_EXERCISE INSTRUCTIONS:_ Look through the records below, count the lines with the word "stackDetails", and reply with only the number.
──────── RECORDS SUPPLIED
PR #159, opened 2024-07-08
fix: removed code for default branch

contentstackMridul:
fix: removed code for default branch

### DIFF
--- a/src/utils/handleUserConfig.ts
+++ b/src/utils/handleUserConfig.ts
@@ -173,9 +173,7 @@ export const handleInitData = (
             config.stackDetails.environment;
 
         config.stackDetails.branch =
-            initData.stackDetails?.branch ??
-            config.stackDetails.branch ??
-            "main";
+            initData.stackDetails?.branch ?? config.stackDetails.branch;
────────────────
_ANSWER:_ 5